Indications: Conn Syndrome (aldosterone secreting adenoma), liver failure and nephrotic syndrome leading to hyperaldosteronism, edema, heart failure, hypertension.
Adverse Effects: hyperkalemia, hyperchloremic metabolic acidosis
Furosemide
Loop Diuretic
MOA: secreted by organic ACID transporter in S2 portion of proximal tubule to block NKCC pump in the ascending loop of Henle
Indications: edema (pulmonary, cardiac, vascular), hypercalcemia, acute renal failure (stimulates PG E2 for renal vasodilation)
Adverse Effects: hypokalemic metabolic alkalosis, hyperuricemia (can lead to gout b/c uses same acid transporter), ALLERGIC RXN (sulfonamide group), ototoxicity
Ethacrynic Acid
Loop Diuretic
MOA: secreted by organic ACID transporter in S2 portion of proximal tubule to block NKCC pump in the ascending loop of Henle
Indications: edema (pulmonary, cardiac, vascular), hypercalcemia, acute renal failure (stimulates PG E2 for renal vasodilation)
Adverse Effects: hypomagnesemia, hypochloremia, hypokalemic metabolic alkalosis, hyperuricemia (can lead to gout b/c uses same acid transporter), ototoxicity
Why don’t patients that take Loop diuretics have hypocalcemia?
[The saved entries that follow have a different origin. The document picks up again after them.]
PR #270, opened 2019-06-04
Feature/improve logging

roesslerj:
After approving the other branch...

### DIFF
--- a/src/main/java/de/retest/recheck/review/ignore/io/ErrorHandlingLoader.java
+++ b/src/main/java/de/retest/recheck/review/ignore/io/ErrorHandlingLoader.java
@@ -3,7 +3,9 @@ package de.retest.recheck.review.ignore.io;
 import org.slf4j.Logger;
 import org.slf4j.LoggerFactory;
 
-public final class ErrorHandlingLoader implements Loader<Void> {
+import de.retest.recheck.review.ignore.FilterPreserveLineLoader.FilterPreserveLine;
+
+public final class ErrorHandlingLoader implements Loader<FilterPreserveLine> {
 
 	private static final Logger logger = LoggerFactory.getLogger( ErrorHandlingLoader.class );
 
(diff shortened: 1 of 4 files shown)


src/main/java/de/retest/recheck/review/ignore/io/ErrorHandlingLoader.java
```diff
@@ -0,0 +1,33 @@
+package de.retest.recheck.review.ignore.io;
+
+import org.slf4j.Logger;
+import org.slf4j.LoggerFactory;
+
+import de.retest.recheck.review.ignore.FilterPreserveLineLoader.FilterPreserveLine;
+
+public final class ErrorHandlingLoader implements Loader<FilterPreserveLine> {
```
diba1013, line 8: `FilterPreserveLine` is a `Filter`, right? If so, please use `Filter`.

src/test/resources/de/retest/recheck/review/workers/recheck.ignore
```diff
@@ -6,6 +6,7 @@ matcher: retestid=banner, attribute-regex: .*color
 matcher: xpath=/html[1]/div[1]/div[1]/div[1]
 matcher: xpath=/html[1]/div[1]/div[1]/div[2], attribute: background-url
 matcher: type=div, attribute-regex: .*color
+attribute:outline
```
diba1013: Maybe add a comment, that this is intended to be an error.

diba1013 (changes requested):

src/main/java/de/retest/recheck/review/ignore/io/ErrorHandlingLoader.java
roesslerj: This is consistent with `FilterPreserveLineLoader`. Either change both or keep it that way... ;-)

diba1013 (approved):

PR #273, opened 2019-06-08
Remove retest ID provider util method

beatngu13:
Isn't being used outside tests anyway.


roesslerj (commented):
I'd happily approve this PR. But unfortunately, the real work is to replace the usage of those methods in downstream projects... until I have seen that, I'd rather not approve...

beatngu13:
I searched all downstream projects (including recheck-web, review, etc.), this particular method seems to be used nowhere. It's dead code. Removing the util is another thing I would say.

roesslerj:
> I searched all downstream projects (including recheck-web, review, etc.), this particular method seems to be used nowhere. It's dead code. Removing the util is another thing I would say.

Ok. On your responsibility...

roesslerj (approved):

Parathryoid hormone allows reabsorption of calcium in the distal convoluted tubule.
Hydrochlorothiazide
Thiazide Diuretic
MOA: secreted by organic ACID transporter in S2 portion of proximal tubule to block NaCl pump in distal tubule.
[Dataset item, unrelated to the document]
PR #277, opened 2019-06-13
Adapt test case finder API

### LINKED ISSUE #205: Parameterized tests are overwritten
Suppose the following recheck-web test:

Indication: 1st line for HTN, heart failure, nephrolithiasis of hypercalciuria origin, nephrogenic diabetes insipidus
Adverse Effects: hyeruricemia (may lead to gout), hypokalemia, metabolic alkalosis, hypercalcemia
Chlorthalidone
Thiazide Diuretic
MOA: secreted by organic ACID transporter in S2 portion of proximal tubule to block NaCl pump in distal tubule.
Indication: 1st line for HTN, heart failure, nephrolithiasis of hypercalciuria origin, nephrogenic diabetes insipidus
Adverse Effects: hyeruricemia (may lead to gout), hypokalemia, metabolic alkalosis, hypercalcemia
How do thiazide diuretics treat kidney stones caused by high calcium secretion and therefore can possibly lead to hypercalcemia?
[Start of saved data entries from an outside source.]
PR #291, opened 2019-06-25
Enable cloud persistence for rehub

modulo11:


src/main/java/de/retest/recheck/Rehub.java
```diff
@@ -18,6 +18,7 @@ public static void init() {
 		if ( !auth.isAuthenticated( getToken() ) ) {
 			auth.login( new RehubAuthenticationHandler() );
 		}
+		System.setProperty( Properties.REHUB_ENABLED, "true" );
```
beatngu13: How about a test for this? `init()` should set rehub system property. This can either be an integration test via `RecheckImpl` or a unit test for `Rehub`.

beatngu13 (approved):

PR #295, opened 2019-06-26
Lo and behold, path is also an invisible attribute...

roesslerj:


src/main/resources/filter/web/invisible-attributes.filter
```diff
@@ -1,6 +1,7 @@
 # Filter file for recheck with invisible and mostly irrelevant attributes 
 
 # Class can be ignored, because we track individual CSS attributes
```
beatngu13: Doesn't this comment belong to `attribute=class`? Is it still needed at all?

beatngu13 (changes requested):

src/main/resources/filter/web/invisible-attributes.filter
roesslerj: Wasn't that change, but Good Catch ;-)

beatngu13 (approved):

src/main/resources/filter/web/invisible-attributes.filter
beatngu13: Yeah, I overlooked this earlier… 🙈

PR #305, opened 2019-07-03
Adapt the element constructor

ivonx:


src/main/java/de/retest/recheck/ui/descriptors/Element.java
```diff
@@ -68,7 +68,7 @@ protected Element() {
 			final Attributes attributes, final Screenshot screenshot ) {
 		RetestIdUtil.validate( retestId, identifyingAttributes );
 		this.retestId = retestId;
-		this.parent = Objects.requireNonNull( parent, "Parent must not be null" );
```
beatngu13, line 71: Why should we do this? The only element that accepts a null parent is `RootElement`…

beatngu13: @ivonx just told me that this is for updating recheck within retest. However, I believe that we should adapt retest for recheck, not vice versa. This is "good" code and somewhat an invariant we need in recheck and downstream projects. Therefore, I would suggest to decline this. @roesslerj you said it's OK?

roesslerj: Ah, sorry ... that was a misunderstanding. I thought ivonx was talking about test code within retest. I am also in favor of declining.

roesslerj: And on top of that, it will not help us with migration if we change this in recheck v1.3.0...

roesslerj:
Sorry ... this was a misunderstanding. Please fix this in the test code.

PR #316, opened 2019-07-10
Feature/improve auth

modulo11:


beatngu13 (approved):
I'm good, but Sonar complains.

PR #324, opened 2019-07-16
This adds Git branch and commit to the header

roesslerj:
How do we test that? It works as is show by executing the `GitUtil.main` method...


modulo11:
Why is that needed? What if people do not use git?
This idea should be presented to all developers.

beatngu13:
I assume the intend is that if the same test is executed on multiple branches, it is supposed to help the user to differentiate the reports?

I have the same concerns as Joe, what if the user not uses Git, but SVN, Mercurial, … or no VCS at all? All that Applitools is doing is a simple timestamp with metadata for OS, browser, viewport etc. 

grafik

Not as beauty as branch names, but much easier to implement, requires no VCS detection, no shell command execution, …

modulo11:
As a stated several times, we need to discuss which meta data we want in general.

When the sodium chloride channel is inhibited in the distal tubule, the intracellular concentration of sodium drops in the tubule epithelial cells.
A calcium sodium antiport starts to upregulate to bring sodium into the cell from the blood and send calcium out of the cell into the blood. This drops the intracellular level of calcium. A calcium transporter on the luminal side then is over stimulated and lets a lot of calcium into the cell.